I have a target
dataframe like this:
rdd_1 = sc.parallelize([(0,"A",2), (1,"B",1), (2,"A",2)])
rdd_2 = sc.parallelize([(0,223,"201603"), (1,3213,"201602"), (2,2321,"201601")])
df_tg = sqlContext.createDataFrame(rdd_1, ["id", "route_a", "route_b"])
df_data = sqlContext.createDataFrame(rdd_2, ["id", "cost", "date"])
df_tg.show()
+---+-------+-------+
| id|route_a|route_b|
+---+-------+-------+
| 0| A| 2|
| 1| B| 1|
| 2| A| 2|
+---+-------+-------+
and more information on another dataframe with some timestamps:
df_data.show()
+---+----+------+
| id|cost| date|
+---+----+------+
| 0| 223|201603|
| 1|3213|201602|
| 2|2321|201601|
+---+----+------+
and I need to create new columns joining the dataframes, but by date:
df_data_m1 = df_data[df_data.date == "201603"]

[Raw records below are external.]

Issue #296, opened 2018-08-01
Update amplicon sample sheet with currently used values


AmandaBirmingham:
In [Header]:
Change value associated with "Assay" from "Amplicon" to "TruSeq HT"
Change value associated with "Chemistry" from "Default" to "Amplicon"
In [Settings]:
Add "Adapter" field and appropriate value as DNA
Add "AdapterRead2" field and appropriate value as DNA
(Scope of this issue includes FINDING OUT from wet lab what the appropriate values are and figuring out where to get the in Labman db).
In [Data]:
Check with Greg whether I5_Index_ID and index2 fields should be added to output (after index column)
Note: do NOT change "Well_Description" back to "Description" : Gail Ackermann requested this change as part of PR 268. 

Raised in amplicon walkthrough 07/30/2018

AmandaBirmingham:
Per Greg Humphrey: "The adapters are always the same and are located on our primers" and "the adapters are the same for 16S, 18S, and ITS".  Thus, the values for Adapter and Adapter2 will be the same in every amplicon sample sheet, regardless of primer set, etc.

qiyunzhu:
Hi @AmandaBirmingham I have tackled this issue. See PR #318 . I talked with Greg and understood their requirement in the sample sheet format.

PR #318, opened 2018-08-09
modifed amplicon sample sheet

qiyunzhu:
Addressed issue #296 .


labman/db/process.py
```diff
@@ -2807,8 +2814,10 @@ def _format_sample_sheet(self, data, sep=','):
             'Workflow{sep}{Workflow}\nApplication{sep}{Application}\n'
             'Assay{sep}{Assay}\nDescription{sep}{Description}\n'
             'Chemistry{sep}{Chemistry}\n\n[Reads]\n{read1}\n{read2}\n\n'
-            '[Settings]\nReverseComplement{sep}{ReverseComplement}\n\n'
-            '[Data]\n{data}')
+            '[Settings]\nReverseComplement{sep}{ReverseComplement}\n%s'
+            '\n[Data]\n{data}' % (
```
wasade: Mixing dict formatting with string formatting is a bit confusing to look at, would it be possible to do this such that the optional string (based off of `is_amplicon`) is part of the formatting dict used when filling the template?

qiyunzhu: Good point! Let me edit.

qiyunzhu:
Hi @wasade @AmandaBirmingham The Travic CI build for my PR failed because of an Internet connection issue. I think by restarting it things will be resolved. But I don't know how to restart Travis CI building without modifying the commit. Can either of you help? Thanks!

wasade:
It doesn't seem like i have permissions to restart the build or its due to being on mobile

antgonza:
Already did ...

wasade:
Thanks!

qiyunzhu:
@antgonza Thank you!

Looks like something else went wrong, which isn't related to the code itself. Could you please take a look at the Travis message? Thank you!

antgonza:
No idea what's wrong, just restarted to be sure.

qiyunzhu:
@Thanks! HTTP error again. Perhaps it is just not a good day to run Travis CI...

antgonza:
Can be one of those days ...

antgonza:
It seems like the tested passed but this is still red due to @wasade's requested changes ...

labman/db/process.py
```diff
@@ -2778,7 +2778,7 @@ def _format_sample_sheet(self, data, sep=','):
         sample_sheet : str
             the sample sheet string
         """
-
+        is_amplicon = self.assay == 'Amplicon'
```
AmandaBirmingham: With this addition, there would be THREE places in process.py where we were explicitly checking whether the value of self.assay is equal to the string 'Amplicon' (generate_sample_sheet, generate_prep_information, and here).  I think we're just asking for bugs in which, in the future, we change one or two of them but forget to update them all.  I can't take building on this bad practice and want us to stop it here :)

The most minimal way I can think of to address this would be to place the string 'Amplicon' in a constant somewhere, and then have the comparisons (here and elsewhere) made against that constant.  I suppose we'd probably want to do the same for the string 'Metagenomics' that is (for now) the only other acceptable value of the assay attribute.   (The assay attribute is specifically associated with a SequencingProcess, so perhaps the constants could be associated with that.)   This isn't perfect as the assay values come out of the db, so someone could, theoretically, change them there so they mismatched with the code, but at least it minimizes the change points we'd have to touch in such a case.

qiyunzhu:
Hi @AmandaBirmingham I talked to Greg in person before I coded this PR. He told me that the i5 index columns are NOT needed. Are you sure we should add them back in?

AmandaBirmingham:
@qiyunzhu : Yes.  Per the comment above, we are trying to set up tests against real data to ensure we can re-generate real, known-good outputs, and those columns are in the known-good outputs.  (At least we know that, while they may not be needed, they can't be hurting anything :)

labman/db/process.py
qiyunzhu: Thanks for your thoughtful comments! I recall that, once I tried to modify the properties of a `SequencingProcess` object in `test_process.py`, and was blocked. So I guess this `assay` attribute is also safe from user modification. FYI.

AmandaBirmingham: It is good to know the users can't muck with that value!  I hadn't even thought about that nasty possibility; I'm worried about us *coders* deciding to change that string at some point and not remembering to search for all the instances :)

qiyunzhu:
@AmandaBirmingham Got it! Columns added.

AmandaBirmingham:
Ok, it does not look like the final change request is going to be addressed.  Therefore I am going to approve and merge this PR and then make that change myself.

qiyunzhu:
@AmandaBirmingham Thank you!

df_data_m2 = df_data[df_data.date == "201602"]
df_data_m3 = df_data[df_data.date == "201601"]
and now I need to create new columns:
df = df_tg.join(df_data_m1, df_data_m1.id == df_tg.id)
but this generates the problem of duplicated columns that we have to drop and rename the column so we will not overwrite the previous dates:
df = df_tg.join(df_data_m1, df_data_m1.id == df_tg.id).drop(df_data_m1.id).withColumnRenamed("cost", "cost_201603")
df = df.join(df_data_m2, df_data_m2.id == df_tg.id).drop(df_data_m2.id).withColumnRenamed("cost", "cost_201602")
and we have to do this for each column, for each month, so that's a lot of code, even if we write a UDF to handle this. Is there a way to do it directly?